Decades of flood experience and we still can’t prevent it



Decades of flood experience and we still can’t prevent it
By Zan Azlee

The flood season is in full swing and we know this because the media goes on hyper drive covering stories about the flood, and rightfully so. The hardest hit states are usually Kelantan, Terengganu, Johor and Sabah. But this doesn’t mean that other states aren’t affected too.

The nation’s leaders have been making the obligatory visits to the flood-affected areas. This provides for really good photo opportunities of these leaders on rescue boats and visiting evacuees and victims.

Okay, I apologise. That was a cheap shot but I couldn’t help myself. It is good that the nation’s leaders visit those affected. But that is not the issue that I would like to focus on in this article. It is something else.

More importantly, the authorities have started preparing all the rescue operations. Evacuations are happening in the worst hit places and to date, we have seen almost 23,000 evacuees being brought to shelters. They are doing a good job.

In fact, they are doing an excellent job. They have all the equipment in place and the training that they have received is top notch. They know all the hotspots to head to first and they are on top of things.

Even the non-governmental organisations (NGOs) are well-prepared every year. They have identified all the evacuation centres across the nation and very efficiently predicted the number of victims that are affected in order to provide the necessary aid.

The experience the authorities and the NGOs have over the years have helped immensely. And this is the specific issue that I want to focus on in this article. The fact that the rescuers and the NGOs have so much past knowledge and data to prepare for the annual floods is of concern.

One would think that after the many decades of floods, we would be experts not just in the rescue and humanitarian aid department, but also in the flood prevention department.

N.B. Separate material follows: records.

Issue #2366, opened 2023-06-08
Warp route tokens can easily be deployed onto bsc testnet, solana testnet, and nautilus testnet


tkporter:

nambrot:
@tkporter is this closed?

tkporter:
yes

PR #2392, opened 2023-06-15
Existing deployment support in Router tooling, small ISM factory fixes

tkporter:
### Description

To accommodate warp routes that exist on EVM chains *and* other execution environments, we need the ability to enroll remote routers on EVM-based routers that weren't deployed by the router deployer. This adds a new optional `foreignDeployment` property to the `RouterConfig`, which means that deployment will not be attempted to this chain, but it will be enrolled as a remote router on any contracts that are deployed to. The general flow looks something like:
  * Deploy the warp route contracts on all EVM chains, enrolling each other as routers
  * Deploy the warp route contracts on the alt execution environment chains, also configuring the existing EVM contract deployments as `foreignDeployment`s so that they are enrolled as routers on the alt execution environment contracts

One would think that by now, the authorities would have at least some decent preventive actions that are put in place in order to reduce the number of floods and the severity of them from happening. This would prevent houses being destroyed and deaths.

Malaysia has the technology and funds to achieve some of the greatest urban feats – from transportation to architecture and construction. We have one of the world’s tallest buildings in our capital city and we have one of the smartest tunnels as well.

We have cross-country highways that are smooth and long. So much so that other countries around the world even look at our highway system as a benchmark for them to emulate and try to achieve as well.

Heck, recently, the country even started operations of the latest public transportation system in the form of the Mass Rapid Transit (MRT) that actually cost billions. It is currently the Klang Valley’s pride and joy.

Sure, I understand the fact that we can never stop mother nature if a natural disaster is to happen. However, isn’t it a tad ridiculous to see the same thing happening year after year at exactly the same time and at exactly the same places?

And although we can’t stop what happens naturally, I’m sure we can at least try to improve on and prevent everything that is man-made that causes the flood. For example, having a proper drainage system, stop developing land irresponsibly as well as indiscriminate logging or just building homes at the right places.

One thing that should not be done is to politicise natural disaster. It seems that year after year, the different state governments and federal government continue to shift the blame around, limit or divert funds for flood avoidance and mitigation and whatever else.

The Natural Disaster Relief Committee, which was set up in 1974, has been doing a good job in providing more efficiency when it comes to relief efforts when the floods happen. This is definitely one of the main reasons why relief efforts are always successful.

What the country needs is a good and long-term flood mitigation effort that involves all the parties involved, from the state governments to the federal government and even the individual communities where the floods happen on a regular basis.

Deepening and widening of rivers could be done. A more managed water drainage system could be put in place, such as building flood preventing dams and levees. Land development needs to be controlled.

And definitely, we need to look at relocating residential areas that are flood prone. Instead of having these areas as residential areas, maybe build parks and reserves that will help in absorbing the impact of floods.

The country should stop spending billions in rescue and rebuilding efforts every time flood season comes around. Instead, we should channel the funds and efforts more concisely towards prevention. Isn’t it true they say that prevention is better than cure?